Aturdido, espantado, com os olhos injectados de sangue, Albert deu dois passos atrás. Morrel aproveitou para fechar a porta.
Monte-Cristo voltou a pegar no binóculo e pôs-se a observar a sala como se nada de extraordinário se tivesse passado.
Aquele homem tinha um coração de bronze e um rosto de mármore. Morrel inclinou-se-lhe ao ouvido.
- Que lhe fez? - inquiriu.
- Eu? Nada, pelo menos pessoalmente - respondeu Monte-Cristo.
- Contudo, esta cena estranha deve ter uma causa...
- A aventura do conde de Morcerf exasperou o pobre rapaz.
- E o senhor teve alguma coisa a ver com isso?
- Foi por intermédio de Haydée que a Câmara teve conhecimento da traição do pai.
- De facto, disseram-me, mas não quis acreditar, que a escrava grega que tenho visto consigo neste mesmo camarote era filha de Ali-Paxá.
- No entanto, é verdade.
- Oh, meu Deus, compreendo tudo agora! - exclamou Morrel. - Esta cena foi premeditada.
- Como?
- Sim. Albert escreveu-me a pedir-me que estivesse esta noite na ópera. Era para me tornar testemunha do insulto que lhe queria fazer.
- Provavelmente - admitiu Monte-Cristo, com a sua imperturbável tranquilidade.
- Mas que fará dele?
- De quem?
- De Albert!
- De Albert? - repetiu Monte-Cristo no mesmo tom. - Que farei de Albert, Maximilien? Tão certo como o senhor estar aqui e eu apertar-lhe a mão, matá-lo-ei amanhã antes das dez horas da manhã. Aqui tem o que farei dele.

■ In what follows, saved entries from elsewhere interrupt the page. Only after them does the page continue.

Issue #540, opened 2017-01-09
the system reset register write instead of asserting the reset line


feathertw:
**NOTICE: The issue may be closed without notice when not enough information is provided!**

Thank you for giving feedback to the stlink project. Take some time to fill out
 check boxes with a X in the following items so developers and other people can try to
 to find out what is going on. And add/remove what is appropriate to your problem.

When submitting a feature request, try to reuse the list and add/remove what is appropriate.
 Place a `X` between the brackets `[X]` to mark the list item.

- [ ] Programmer/board type: e.g Stlink/v1, Stlink/v2, Stlink/v2-onboard
- [ ] Programmer firmware version: e.g STSW-LINK007 2.27.15
- [ ] Operating system: e.g Linux, Mac OS X, Windows (with specific version)
- [ ] Stlink tools version and/or git commit hash: e.g v1.1.0/git-c722056
- [ ] Stlink commandline tool name: e.g `st-info`, `st-flash`, `st-util`
- [ ] Target chip (and optional board): e.g STM32F402VG (STM32Fxxx Discovery)

A as-detailed description possible of the problem with debug output when available.

Output:

```
OUTPUT/ERROR of the commandline tool(s)
```

Expected/description:

I found that a strange things in st-link reset,
I use the stlink V2 (the image I post)
I can use only GND,SWDIO,SWCLK(without reset pin) to burn code into stm32
And I can use ST-Link Utility in windows "System Reset" to reset whole stm32 system(including reset peripheral)

I have no idea why I don't connect reset pin and it still can work hardware reset,
But in texane stlink, it need connect reset pin to operate hardware reset,
Is it possible to do hardware reset without connecting reset pin in texane stlink?
if it can, it's more flexible and can save the reset pin connecting

![unnamed](https://cloud.githubusercontent.com/assets/1853106/21771072/f5351946-d6c0-11e6-9891-338dd10a4041.png)
![unnamed](https://cloud.githubusercontent.com/assets/1853106/21771105/093c7682-d6c1-11e6-8160-34f9a5623838.jpg)

Thank you,
The stlink project maintainers

Nightwalker-87:
Please verify if the problem still exists in Release v1.6.0.

PR #712, opened 2018-05-30
Reset through AIRCR (#540)

timothytylee:
In addition to asserting the NRST line, also request system reset through the
Application Interrupt and Reset Control Register (AIRCR).

This patch has been tested against an STM32L071 using the SWD without connecting the NRST pin.


xor-gate:
Sorry for the late reply. Good addition, thanks!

Morrel pegou por sua vez na mão de Monte-Cristo com as suas e estremeceu ao sentir aquela mão fria e calma.
- Ah, conde, o pai ama-o tanto!... - murmurou.
- Não me diga isso! - gritou Monte-Cristo, no primeiro movimento de cólera que deixava transparecer. - Fá-lo-ei sofrer!
Morrel, estupefacto, deixou cair a mão de Monte-Cristo.
- Conde! Conde!
- Meu caro Maximilien - interrompeu-o o conde -, escute de que forma adorável Duprez canta esta frase: «Ó Matilde, ídolo da minha alma!» Fui o primeiro a descobrir Duprez em Nápoles e o primeiro a aplaudi-lo. Bravo! Bravo!
Morrel compreendeu que não havia mais nada a dizer e calou-se. O pano, que subira no fim da cena de Albert, desceu quase imediatamente. Bateram à porta.
- Entre - disse Monte-Cristo, sem que a sua voz denotasse a menor emoção.
Apareceu Beauchamp.
- Senhor - disse a Monte-Cristo -, há pouco acompanhava, como deve ter visto, o Sr. de Morcerf.
- O que significa - redarguiu Monte-Cristo, rindo - que vinham provavelmente de jantar juntos. Ainda bem, Sr. Beauchamp, que está mais sóbrio do que ele.